** Input follows **
PR #764, opened 2024-01-17
Adjust WEB_CONCURRENCY calculations for memory heavy instances

joshwlewis:
This allows the WEB_MEMORY / WEB_CONCURRENCY selection to be more appropriate on memory heavy instances. This mirrors the work in https://github.com/heroku/heroku-buildpack-nodejs/pull/1196.

[GUS](https://gus.lightning.force.com/lightning/r/ADM_Work__c/a07EE00001g8anxYAA/view)

### DIFF
--- a/buildpacks/nodejs-engine/CHANGELOG.md
+++ b/buildpacks/nodejs-engine/CHANGELOG.md
@@ -7,6 +7,8 @@ and this project adheres to [Semantic Versioning](https://semver.org/spec/v2.0.0
 
 ## [Unreleased]
 
+- Adjusted WEB_MEMORY and WEB_CONCURRENCY calculation to be more appropriate on
+  memory heavy instances.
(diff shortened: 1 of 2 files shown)


colincasey (commented):
Minor detail but, since I'm less steeped in these concurrency settings, I would appreciate if many of the values used in this script were named constants (though I see you've moved away from that by removing things like `DEFAULT_WEB_MEMORY_MB` @joshwlewis).

For example: `cmp::min(129_024, max_bytes / 1_048_576)`. What is `129_024` or `1_048_576` supposed to represent again?  I just looked at them recently for #1196 but have already forgotten most of the context 😅

joshwlewis:
@colincasey I've re-added those constants, and added a few more. I think you are correct, naming them will help us both understand the next time we're looking at this.

colincasey (approved):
** End of Input **
Task to complete: Word for word, output all of the material.

Task result:
PR #764, opened 2024-01-17
Adjust WEB_CONCURRENCY calculations for memory heavy instances

joshwlewis:
This allows the WEB_MEMORY / WEB_CONCURRENCY selection to be more appropriate on memory heavy instances. This mirrors the work in https://github.com/heroku/heroku-buildpack-nodejs/pull/1196.

[GUS](https://gus.lightning.force.com/lightning/r/ADM_Work__c/a07EE00001g8anxYAA/view)

### DIFF
--- a/buildpacks/nodejs-engine/CHANGELOG.md
+++ b/buildpacks/nodejs-engine/CHANGELOG.md
@@ -7,6 +7,8 @@ and this project adheres to [Semantic Versioning](https://semver.org/spec/v2.0.0
 
 ## [Unreleased]
 
+- Adjusted WEB_MEMORY and WEB_CONCURRENCY calculation to be more appropriate on
+  memory heavy instances.
(diff shortened: 1 of 2 files shown)


colincasey (commented):
Minor detail but, since I'm less steeped in these concurrency settings, I would appreciate if many of the values used in this script were named constants (though I see you've moved away from that by removing things like `DEFAULT_WEB_MEMORY_MB` @joshwlewis).

For example: `cmp::min(129_024, max_bytes / 1_048_576)`. What is `129_024` or `1_048_576` supposed to represent again?  I just looked at them recently for #1196 but have already forgotten most of the context 😅

joshwlewis:
@colincasey I've re-added those constants, and added a few more. I think you are correct, naming them will help us both understand the next time we're looking at this.

colincasey (approved):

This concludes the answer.